Comment trouver des gens ? L’homme est zôon politikon, il ne vit jamais seul, toujours quelqu’un est connu d’autres gens. Il fallait pêcher au harpon, dans l’eau boueuse plonger l’arme au hasard et voir ce qui remonterait. Chaque prise en amènerait d’autres. Le capitaine Salagnon avec deux hommes armés se rendit au siège de la police urbaine. Il demanda le fichier de surveillance de la population arabe. Le fonctionnaire en bras de chemise ne voulut pas le lui donner. « Ce sont des pièces confidentielles, qui appartiennent à la police. — Vous me le donnez ou je le prends », dit Salagnon. Il portait son pistolet dans un étui de ceinture en toile, gardait ses mains croisées derrière son dos, les deux hommes avec lui tenaient leur pistolet mitrailleur à la hanche. L’homme en chemise lui désigna une étagère, et ils repartirent avec des caisses de bois brun remplies de fiches.

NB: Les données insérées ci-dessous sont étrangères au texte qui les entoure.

PR #672, opened 2020-12-16
Modernize CI

szepeviktor:
- put config in chronological order
- boost speed with caching
- name jobs
- be explicit

### DIFF
--- a/.travis.yml
+++ b/.travis.yml
@@ -1,64 +1,73 @@
-sudo: false
+# TravisCI configuration for polylang/polylang
 
-language: php
+if: "branch = master"
+
+language: "php"
+os:
+  - "linux"
+dist: "xenial"
+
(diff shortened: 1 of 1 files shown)


szepeviktor:
Looks good!

kép

szepeviktor:
kép

Please take action. 🚨

szepeviktor:
That is the standard way of writing YAML strings. **All** string are double-quoted currently. Non-string are not double-quoted.
Please see the mother of all GHA configs https://github.com/ergebnis/php-library-template/blob/main/.github/workflows/integrate.yaml

szepeviktor:
If one uses double-quotes when necessary one has to decide line-by-line which is

- time consuming 
- and error prone

szepeviktor:
Thank you.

On trouvait là le nom et l’adresse de personnes que la police avait un jour remarquées. Ils avaient été truands, agitateurs, syndicalistes, ils avaient fait montre un jour ou l’autre de nationalisme, de volonté d’agir ou d’esprit de rébellion. Toutes les fiches étaient rédigées au conditionnel, car on manquait d’indicateurs, on manquait de policiers, on utilisait le ouï-dire. Tout le ferment de l’agitation de l’Alger arabe tenait dans ces boîtes.

Ils ramenèrent à la villa mauresque les gens mentionnés dans les fiches, pour leur demander pourquoi les bombes explosaient ; qui les posaient. S’ils ne savaient pas, on leur demandait le nom de quelqu’un qui saurait, et on allait le chercher, et on recommençait. Les parachutistes étaient là pour savoir, ils s’y employaient. Ils interrogeaient sans relâche. Dans la jungle du corps ils traquaient, ils tendaient des embuscades, cherchaient l’ennemi. Quand il résistait, ils le détruisaient. Une partie de ceux par qui on avait appris quelque chose, on ne les revoyait plus.

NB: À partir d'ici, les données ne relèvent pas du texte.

PR #896, opened 2021-07-07
Fix radio button display for small screen

Hug0-Drelon:
## Problem
Radio button wasn't well displayed on small screen. See :
screenshot-trunk-test com-2021 07 07-11_15_50

## Solution
Remove the rules concerning radio button. Also, WP seems to have a default style for [them](https://github.com/WordPress/WordPress/blob/473295ab123b35ed54104b599f12f9e8b5e97283/wp-admin/css/forms.css#L1417).

### DIFF
--- a/css/src/admin.css
+++ b/css/src/admin.css
@@ -30,11 +30,6 @@
 	content: "\25cf";
 }
 
-.form-field input[type="radio"] {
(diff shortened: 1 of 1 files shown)


manooweb (approved):
OK 👍

PR #897, opened 2021-07-08
Fix margin for labels in add language form

Hug0-Drelon:
## Problem
Lack of margin for the labels.
Capture d’écran 2021-07-08 à 11 15 49

## Changes
For consistency with other forms (export string translations form for instance), add the same margin that WP apply to its forms ([cf](https://github.com/WordPress/WordPress/blob/473295ab123b35ed54104b599f12f9e8b5e97283/wp-admin/css/forms.css#L777)) . See the display now :
Capture d’écran 2021-07-08 à 11 46 24

*Note that the margin is applied to all `<label>` in the form and not only these with a radio button.*

### DIFF
--- a/css/src/admin.css
+++ b/css/src/admin.css
@@ -8,8 +8,12 @@
 }
 
 .pll-legend {
-	margin: 0.35em 0 0.5em;
+	display: block;
 	padding: 2px 0;
+	color: #1d2327;
+	font-weight: 400;
+	text-shadow: none;
+	margin: 0.35em 0 0.5em;
 }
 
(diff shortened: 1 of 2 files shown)


Hug0-Drelon:
As discussed with @Chouby, I applied the margin to `<legend>`tag too. I used the same class as in PLL-Pro for the export form ([cf](https://github.com/polylang/polylang-pro/blob/d5601b13f1240b81f9b9215c9077ced921fca511/modules/export/view-tab-export-strings.php#L63))

PR #898, opened 2021-07-08
Add composer commands to launch all our tools the same way

manooweb:
The goal of this PR is to propose composer commands to launch each of our tools the same way:

| Tool | Command | Description
| -------- | ---- | ----- |
| PHPUnit | composer test | Runs PHPUnit tests. |
| PHPCS | composer cs | Runs PHPCS linter. |
| PHPStan | composer stan | Runs PHPStan analysis. |
| PHPCS & PHPStan | composer lint | Runs both PHPCS and PHPStan. |
| Build project | composer build | Builds the project. |
| Distribute project | composer dist | Make the zip file to distibute the project release. |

Jour et nuit un intense trafic de Jeep bourdonnait autour de la villa. On amenait des hommes, habillés, en pyjama, ahuris, terrorisés, menottés, rarement blessés ou tuméfiés, poussés par les parachutistes qui ne se déplaçaient qu’en courant. Il fallait faire vite. Lorsqu’un nom était donné dans le sous-sol de la villa mauresque, des Jeep partaient chargées de quatre parachutistes en tenue léopard ; elles descendaient à toute vitesse les rampes en lacet, s’arrêtaient devant le porche d’un immeuble, et ils sautaient à terre avant même qu’elles ne stoppent, ils entraient en courant, montaient les escaliers en courant, et revenaient avec un homme ou deux qu’ils chargeaient dans la voiture, dont le moteur n’avait pas été coupé. Ils remontaient à la villa mauresque, assis comme à l’aller, mais un homme ou deux accroupis à leurs pieds dont on ne voyait que le dos. Là, ils essayaient de savoir pourquoi les bombes explosaient, ils insistaient, jusqu’à ce qu’une autre Jeep sorte en faisant crisser ses roues, chargée de quatre parachutistes en tenue léopard qui au bout d’une heure revenaient, ramenant d’autres hommes, de qui on cherchait à apprendre encore, à n’importe quel prix. Et ainsi de suite. Quand un nom était donné, dans l’heure l’homme qui le portait était amené en Jeep, par quatre hommes en léopard, et à son tour on l’interrogeait dans le même sous-sol où son nom avait été prononcé. Le verbe agissait sur la matière, on ne parlait que français. Au matin des officiers remontaient du sous-sol de la villa avec un crayon, un carnet de notes un peu froissé, parfois sali. Ils allaient dans la pièce d’apparat où le soleil levant par les baies vitrées faisait briller le grand tableau synoptique. Ils s’arrêtaient sur le seuil de cette grande pièce, éblouis par la lumière, l’espace vide entre les murs, le silence du matin. Ils s’étiraient, regardaient le ciel qui devenait rose, puis s’approchaient de l’organigramme et remplissaient certaines cases en recopiant les pages de leurs carnets. Salagnon chaque jour voyait le tableau se remplir, case après case, avec la régularité d’un procédé d’impression. Quand il serait plein, c’en serait fini.